■ **Saved entries**:
* * *
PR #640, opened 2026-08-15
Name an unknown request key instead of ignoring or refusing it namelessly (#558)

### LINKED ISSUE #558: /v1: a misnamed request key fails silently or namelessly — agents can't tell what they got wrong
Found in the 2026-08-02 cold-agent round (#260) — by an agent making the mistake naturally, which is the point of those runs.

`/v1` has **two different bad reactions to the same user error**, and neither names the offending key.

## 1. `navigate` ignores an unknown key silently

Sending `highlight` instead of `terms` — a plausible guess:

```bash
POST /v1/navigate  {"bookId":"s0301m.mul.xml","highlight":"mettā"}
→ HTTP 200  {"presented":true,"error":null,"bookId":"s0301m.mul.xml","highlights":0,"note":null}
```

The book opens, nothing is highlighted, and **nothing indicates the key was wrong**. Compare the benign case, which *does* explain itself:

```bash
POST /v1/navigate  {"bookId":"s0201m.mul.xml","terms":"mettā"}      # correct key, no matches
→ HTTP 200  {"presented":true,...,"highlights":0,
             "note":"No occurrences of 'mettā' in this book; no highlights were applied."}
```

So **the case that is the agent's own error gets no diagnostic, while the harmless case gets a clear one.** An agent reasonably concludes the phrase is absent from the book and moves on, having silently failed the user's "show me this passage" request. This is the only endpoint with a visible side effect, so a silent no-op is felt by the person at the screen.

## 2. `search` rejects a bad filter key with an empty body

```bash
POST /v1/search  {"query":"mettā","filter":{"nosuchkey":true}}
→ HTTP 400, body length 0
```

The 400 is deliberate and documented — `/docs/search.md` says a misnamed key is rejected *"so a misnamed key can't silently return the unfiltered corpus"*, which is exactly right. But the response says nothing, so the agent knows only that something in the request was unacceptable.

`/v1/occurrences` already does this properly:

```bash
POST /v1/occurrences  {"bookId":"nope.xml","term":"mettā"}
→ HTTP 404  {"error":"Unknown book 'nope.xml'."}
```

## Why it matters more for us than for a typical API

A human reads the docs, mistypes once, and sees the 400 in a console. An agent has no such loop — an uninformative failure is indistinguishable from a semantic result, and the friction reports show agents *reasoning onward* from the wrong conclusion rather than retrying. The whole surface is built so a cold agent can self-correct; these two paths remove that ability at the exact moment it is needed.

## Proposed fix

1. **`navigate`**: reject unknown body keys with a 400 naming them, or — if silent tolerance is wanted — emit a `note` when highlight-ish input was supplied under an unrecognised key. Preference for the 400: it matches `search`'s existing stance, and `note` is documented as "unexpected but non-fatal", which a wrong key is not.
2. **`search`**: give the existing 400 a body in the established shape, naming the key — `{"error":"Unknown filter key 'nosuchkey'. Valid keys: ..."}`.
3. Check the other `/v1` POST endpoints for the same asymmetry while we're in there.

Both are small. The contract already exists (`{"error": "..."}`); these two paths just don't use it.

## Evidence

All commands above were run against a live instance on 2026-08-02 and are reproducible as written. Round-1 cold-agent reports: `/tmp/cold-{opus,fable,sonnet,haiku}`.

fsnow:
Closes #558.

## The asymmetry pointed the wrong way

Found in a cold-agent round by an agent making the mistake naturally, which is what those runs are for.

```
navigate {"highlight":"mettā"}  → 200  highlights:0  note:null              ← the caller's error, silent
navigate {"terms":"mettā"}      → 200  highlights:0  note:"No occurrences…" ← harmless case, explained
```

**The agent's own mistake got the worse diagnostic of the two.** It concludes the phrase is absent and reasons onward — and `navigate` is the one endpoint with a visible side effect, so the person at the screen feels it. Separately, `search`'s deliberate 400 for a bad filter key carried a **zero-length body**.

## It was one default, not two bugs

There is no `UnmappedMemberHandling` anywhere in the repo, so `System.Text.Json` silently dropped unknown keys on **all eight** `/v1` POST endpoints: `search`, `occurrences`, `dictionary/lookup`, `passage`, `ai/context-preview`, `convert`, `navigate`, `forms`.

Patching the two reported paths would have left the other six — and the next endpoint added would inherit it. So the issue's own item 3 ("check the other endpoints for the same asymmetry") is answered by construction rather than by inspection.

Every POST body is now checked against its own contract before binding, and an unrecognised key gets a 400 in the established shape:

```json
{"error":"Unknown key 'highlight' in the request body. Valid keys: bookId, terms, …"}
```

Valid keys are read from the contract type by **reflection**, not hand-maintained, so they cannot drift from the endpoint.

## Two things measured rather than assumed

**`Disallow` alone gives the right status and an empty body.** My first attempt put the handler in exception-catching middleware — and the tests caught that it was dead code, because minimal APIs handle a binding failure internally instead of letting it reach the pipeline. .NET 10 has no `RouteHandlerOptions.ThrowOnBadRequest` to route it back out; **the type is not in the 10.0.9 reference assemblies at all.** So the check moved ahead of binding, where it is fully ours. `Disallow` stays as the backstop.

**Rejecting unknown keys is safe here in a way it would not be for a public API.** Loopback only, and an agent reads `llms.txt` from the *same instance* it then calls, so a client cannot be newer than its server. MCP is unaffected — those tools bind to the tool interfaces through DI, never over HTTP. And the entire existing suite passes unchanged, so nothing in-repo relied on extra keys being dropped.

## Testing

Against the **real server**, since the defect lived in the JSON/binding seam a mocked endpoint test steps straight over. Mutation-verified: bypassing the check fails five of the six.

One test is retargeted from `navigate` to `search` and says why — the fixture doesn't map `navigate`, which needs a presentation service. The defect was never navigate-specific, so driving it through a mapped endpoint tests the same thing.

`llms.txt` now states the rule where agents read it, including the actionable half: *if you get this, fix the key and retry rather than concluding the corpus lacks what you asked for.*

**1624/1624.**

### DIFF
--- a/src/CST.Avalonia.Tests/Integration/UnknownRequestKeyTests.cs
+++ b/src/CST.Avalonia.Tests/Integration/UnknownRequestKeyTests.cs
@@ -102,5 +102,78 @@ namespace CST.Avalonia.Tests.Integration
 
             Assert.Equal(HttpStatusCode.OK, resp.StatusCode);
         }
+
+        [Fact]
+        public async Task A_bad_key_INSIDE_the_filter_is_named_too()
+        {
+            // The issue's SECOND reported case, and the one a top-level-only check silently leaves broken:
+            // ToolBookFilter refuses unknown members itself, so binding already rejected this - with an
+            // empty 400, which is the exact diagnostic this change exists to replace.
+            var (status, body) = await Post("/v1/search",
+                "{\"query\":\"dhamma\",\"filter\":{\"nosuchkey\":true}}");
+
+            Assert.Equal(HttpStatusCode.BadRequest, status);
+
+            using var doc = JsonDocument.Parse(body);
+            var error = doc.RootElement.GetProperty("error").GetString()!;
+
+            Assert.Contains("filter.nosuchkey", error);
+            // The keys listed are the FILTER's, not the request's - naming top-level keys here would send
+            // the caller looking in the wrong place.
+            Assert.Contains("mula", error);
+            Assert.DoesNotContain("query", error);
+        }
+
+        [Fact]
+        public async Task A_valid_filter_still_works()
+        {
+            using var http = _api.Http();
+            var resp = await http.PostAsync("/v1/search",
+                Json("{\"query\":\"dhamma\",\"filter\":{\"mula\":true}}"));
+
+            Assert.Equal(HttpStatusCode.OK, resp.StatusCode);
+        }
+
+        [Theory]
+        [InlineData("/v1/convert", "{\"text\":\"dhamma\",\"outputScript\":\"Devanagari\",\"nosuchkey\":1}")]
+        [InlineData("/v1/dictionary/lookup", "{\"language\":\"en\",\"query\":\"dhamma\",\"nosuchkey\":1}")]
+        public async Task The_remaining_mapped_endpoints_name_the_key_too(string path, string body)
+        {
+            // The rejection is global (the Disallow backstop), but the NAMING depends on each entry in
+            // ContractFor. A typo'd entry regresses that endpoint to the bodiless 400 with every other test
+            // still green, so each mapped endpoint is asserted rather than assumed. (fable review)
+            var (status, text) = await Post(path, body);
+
* * *
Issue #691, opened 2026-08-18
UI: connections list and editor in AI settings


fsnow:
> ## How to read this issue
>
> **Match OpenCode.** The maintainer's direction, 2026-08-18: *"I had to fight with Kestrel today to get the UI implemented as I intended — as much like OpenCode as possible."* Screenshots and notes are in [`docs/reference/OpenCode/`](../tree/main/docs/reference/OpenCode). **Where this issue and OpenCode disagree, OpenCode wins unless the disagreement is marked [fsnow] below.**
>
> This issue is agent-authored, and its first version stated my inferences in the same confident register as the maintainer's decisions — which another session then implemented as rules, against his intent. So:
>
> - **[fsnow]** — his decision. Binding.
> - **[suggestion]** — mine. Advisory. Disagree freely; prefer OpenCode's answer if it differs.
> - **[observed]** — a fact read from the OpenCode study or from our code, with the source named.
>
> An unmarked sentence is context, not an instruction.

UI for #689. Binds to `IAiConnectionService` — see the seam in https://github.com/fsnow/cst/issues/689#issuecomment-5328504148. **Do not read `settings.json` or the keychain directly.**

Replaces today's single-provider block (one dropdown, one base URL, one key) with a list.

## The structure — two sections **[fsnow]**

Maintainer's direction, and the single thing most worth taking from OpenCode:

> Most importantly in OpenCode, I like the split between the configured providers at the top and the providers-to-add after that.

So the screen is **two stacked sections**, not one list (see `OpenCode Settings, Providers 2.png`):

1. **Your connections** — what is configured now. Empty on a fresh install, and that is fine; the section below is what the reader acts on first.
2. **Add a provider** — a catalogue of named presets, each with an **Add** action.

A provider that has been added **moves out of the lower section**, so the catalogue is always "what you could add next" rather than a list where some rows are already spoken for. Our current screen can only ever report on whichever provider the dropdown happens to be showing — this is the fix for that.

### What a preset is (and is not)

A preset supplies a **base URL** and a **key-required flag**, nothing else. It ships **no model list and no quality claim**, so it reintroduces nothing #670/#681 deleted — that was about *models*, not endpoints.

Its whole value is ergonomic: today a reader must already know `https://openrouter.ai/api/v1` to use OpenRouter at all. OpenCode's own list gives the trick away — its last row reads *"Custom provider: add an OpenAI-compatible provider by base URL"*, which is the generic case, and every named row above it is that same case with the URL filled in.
* * *
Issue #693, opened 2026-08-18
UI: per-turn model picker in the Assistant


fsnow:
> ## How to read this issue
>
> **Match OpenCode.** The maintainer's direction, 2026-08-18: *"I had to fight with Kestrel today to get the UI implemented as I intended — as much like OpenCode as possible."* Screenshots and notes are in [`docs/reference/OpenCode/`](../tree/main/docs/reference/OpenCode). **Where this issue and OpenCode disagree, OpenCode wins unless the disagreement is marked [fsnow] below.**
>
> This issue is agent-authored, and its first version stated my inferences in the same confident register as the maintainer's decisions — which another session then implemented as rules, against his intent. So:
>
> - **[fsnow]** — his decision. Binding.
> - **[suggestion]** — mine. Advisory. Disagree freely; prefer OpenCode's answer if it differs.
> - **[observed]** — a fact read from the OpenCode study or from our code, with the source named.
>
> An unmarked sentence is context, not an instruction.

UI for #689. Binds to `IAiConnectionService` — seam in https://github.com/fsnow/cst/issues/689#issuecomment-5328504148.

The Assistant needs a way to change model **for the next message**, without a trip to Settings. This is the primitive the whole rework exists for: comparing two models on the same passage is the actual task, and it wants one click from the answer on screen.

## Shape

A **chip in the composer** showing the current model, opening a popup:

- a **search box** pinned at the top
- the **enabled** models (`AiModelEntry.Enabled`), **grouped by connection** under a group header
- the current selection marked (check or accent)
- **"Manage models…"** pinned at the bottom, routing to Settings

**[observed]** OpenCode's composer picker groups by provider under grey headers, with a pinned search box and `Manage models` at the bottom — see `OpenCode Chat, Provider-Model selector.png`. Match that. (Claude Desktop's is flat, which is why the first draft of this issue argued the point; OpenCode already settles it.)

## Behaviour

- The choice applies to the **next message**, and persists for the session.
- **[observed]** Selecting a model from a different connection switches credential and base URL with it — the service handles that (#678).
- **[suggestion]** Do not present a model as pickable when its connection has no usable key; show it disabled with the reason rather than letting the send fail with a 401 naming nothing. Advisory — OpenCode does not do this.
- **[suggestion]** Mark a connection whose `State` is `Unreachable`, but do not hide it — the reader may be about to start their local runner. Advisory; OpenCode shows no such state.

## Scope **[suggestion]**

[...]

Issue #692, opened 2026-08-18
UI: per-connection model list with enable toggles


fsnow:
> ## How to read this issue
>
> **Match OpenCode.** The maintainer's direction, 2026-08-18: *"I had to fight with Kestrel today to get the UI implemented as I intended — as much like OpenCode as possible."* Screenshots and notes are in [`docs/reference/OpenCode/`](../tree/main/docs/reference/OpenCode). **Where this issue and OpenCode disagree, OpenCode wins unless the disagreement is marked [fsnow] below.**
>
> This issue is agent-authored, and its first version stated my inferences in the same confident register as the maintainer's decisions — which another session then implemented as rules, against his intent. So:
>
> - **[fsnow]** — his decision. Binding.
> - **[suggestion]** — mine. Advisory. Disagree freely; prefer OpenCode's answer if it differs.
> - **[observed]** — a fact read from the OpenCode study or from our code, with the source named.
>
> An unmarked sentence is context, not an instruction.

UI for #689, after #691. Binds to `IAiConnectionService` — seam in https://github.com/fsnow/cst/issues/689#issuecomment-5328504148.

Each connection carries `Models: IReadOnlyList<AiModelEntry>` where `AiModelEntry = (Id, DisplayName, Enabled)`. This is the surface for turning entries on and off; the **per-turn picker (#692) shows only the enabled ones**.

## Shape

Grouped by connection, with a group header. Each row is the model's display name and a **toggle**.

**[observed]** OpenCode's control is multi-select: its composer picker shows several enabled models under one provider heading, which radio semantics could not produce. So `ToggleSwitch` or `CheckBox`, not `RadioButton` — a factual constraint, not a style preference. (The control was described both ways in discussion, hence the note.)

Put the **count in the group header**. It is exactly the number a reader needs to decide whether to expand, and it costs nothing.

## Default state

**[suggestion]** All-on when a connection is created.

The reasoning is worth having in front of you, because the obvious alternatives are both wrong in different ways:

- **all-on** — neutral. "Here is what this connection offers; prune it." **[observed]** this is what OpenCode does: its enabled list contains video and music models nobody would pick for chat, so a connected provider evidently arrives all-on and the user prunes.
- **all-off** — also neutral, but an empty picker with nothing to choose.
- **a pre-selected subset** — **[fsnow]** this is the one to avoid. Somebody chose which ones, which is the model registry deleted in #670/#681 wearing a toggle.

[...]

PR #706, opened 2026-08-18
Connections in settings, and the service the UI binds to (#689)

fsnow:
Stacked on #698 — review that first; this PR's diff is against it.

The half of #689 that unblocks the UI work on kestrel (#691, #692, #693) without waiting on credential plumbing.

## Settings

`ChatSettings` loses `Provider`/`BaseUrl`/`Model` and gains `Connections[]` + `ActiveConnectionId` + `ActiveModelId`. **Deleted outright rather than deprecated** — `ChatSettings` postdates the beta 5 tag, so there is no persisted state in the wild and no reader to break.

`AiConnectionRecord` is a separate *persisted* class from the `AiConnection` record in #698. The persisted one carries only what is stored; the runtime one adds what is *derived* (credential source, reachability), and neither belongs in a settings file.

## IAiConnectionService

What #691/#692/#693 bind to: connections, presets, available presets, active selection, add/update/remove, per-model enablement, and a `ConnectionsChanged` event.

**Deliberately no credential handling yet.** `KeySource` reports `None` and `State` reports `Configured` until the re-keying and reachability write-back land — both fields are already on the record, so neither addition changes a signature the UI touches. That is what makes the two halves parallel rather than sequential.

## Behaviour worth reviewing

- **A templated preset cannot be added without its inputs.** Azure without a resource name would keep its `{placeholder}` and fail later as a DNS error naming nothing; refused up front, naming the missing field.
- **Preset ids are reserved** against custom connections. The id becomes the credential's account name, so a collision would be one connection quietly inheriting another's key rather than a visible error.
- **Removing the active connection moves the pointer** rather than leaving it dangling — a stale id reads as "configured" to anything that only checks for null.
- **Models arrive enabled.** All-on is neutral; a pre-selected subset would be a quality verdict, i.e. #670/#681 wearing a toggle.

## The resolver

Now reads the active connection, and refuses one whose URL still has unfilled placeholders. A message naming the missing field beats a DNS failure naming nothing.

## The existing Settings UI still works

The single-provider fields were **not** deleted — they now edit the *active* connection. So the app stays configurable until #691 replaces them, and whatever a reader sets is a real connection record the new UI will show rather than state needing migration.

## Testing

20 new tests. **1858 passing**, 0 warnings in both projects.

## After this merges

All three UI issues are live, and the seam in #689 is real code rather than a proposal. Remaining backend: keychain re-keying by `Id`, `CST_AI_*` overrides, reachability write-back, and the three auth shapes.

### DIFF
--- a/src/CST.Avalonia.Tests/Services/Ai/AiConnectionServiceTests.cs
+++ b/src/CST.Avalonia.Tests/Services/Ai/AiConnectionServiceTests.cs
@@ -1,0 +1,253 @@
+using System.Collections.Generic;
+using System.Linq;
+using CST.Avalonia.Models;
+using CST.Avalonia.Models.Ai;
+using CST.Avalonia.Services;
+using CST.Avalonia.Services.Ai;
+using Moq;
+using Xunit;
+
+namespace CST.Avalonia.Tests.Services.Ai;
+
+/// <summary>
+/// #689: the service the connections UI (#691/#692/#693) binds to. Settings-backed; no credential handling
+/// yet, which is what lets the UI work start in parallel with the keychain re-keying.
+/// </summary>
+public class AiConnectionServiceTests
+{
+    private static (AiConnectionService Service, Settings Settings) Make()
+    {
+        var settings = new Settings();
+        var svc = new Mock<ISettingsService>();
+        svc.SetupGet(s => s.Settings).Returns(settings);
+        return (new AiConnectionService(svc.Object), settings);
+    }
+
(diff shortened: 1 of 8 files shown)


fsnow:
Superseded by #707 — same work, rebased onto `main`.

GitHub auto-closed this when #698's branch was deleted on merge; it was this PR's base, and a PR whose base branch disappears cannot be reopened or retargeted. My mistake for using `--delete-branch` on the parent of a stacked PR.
* * *
■ **DESCRIPTION OF THE TASK**: Using the data above, reproduce exactly the lines between those holding "PR #640, opened 2026-08-15" and "## Why it matters", inclusive, and no others.

■ **WRITTEN RESPONSE**:
PR #640, opened 2026-08-15
Name an unknown request key instead of ignoring or refusing it namelessly (#558)

### LINKED ISSUE #558: /v1: a misnamed request key fails silently or namelessly — agents can't tell what they got wrong
Found in the 2026-08-02 cold-agent round (#260) — by an agent making the mistake naturally, which is the point of those runs.

`/v1` has **two different bad reactions to the same user error**, and neither names the offending key.

## 1. `navigate` ignores an unknown key silently

Sending `highlight` instead of `terms` — a plausible guess:

```bash
POST /v1/navigate  {"bookId":"s0301m.mul.xml","highlight":"mettā"}
→ HTTP 200  {"presented":true,"error":null,"bookId":"s0301m.mul.xml","highlights":0,"note":null}
```

The book opens, nothing is highlighted, and **nothing indicates the key was wrong**. Compare the benign case, which *does* explain itself:

```bash
POST /v1/navigate  {"bookId":"s0201m.mul.xml","terms":"mettā"}      # correct key, no matches
→ HTTP 200  {"presented":true,...,"highlights":0,
             "note":"No occurrences of 'mettā' in this book; no highlights were applied."}
```

So **the case that is the agent's own error gets no diagnostic, while the harmless case gets a clear one.** An agent reasonably concludes the phrase is absent from the book and moves on, having silently failed the user's "show me this passage" request. This is the only endpoint with a visible side effect, so a silent no-op is felt by the person at the screen.

## 2. `search` rejects a bad filter key with an empty body

```bash
POST /v1/search  {"query":"mettā","filter":{"nosuchkey":true}}
→ HTTP 400, body length 0
```

The 400 is deliberate and documented — `/docs/search.md` says a misnamed key is rejected *"so a misnamed key can't silently return the unfiltered corpus"*, which is exactly right. But the response says nothing, so the agent knows only that something in the request was unacceptable.

`/v1/occurrences` already does this properly:

```bash
POST /v1/occurrences  {"bookId":"nope.xml","term":"mettā"}
→ HTTP 404  {"error":"Unknown book 'nope.xml'."}
```

## Why it matters more for us than for a typical API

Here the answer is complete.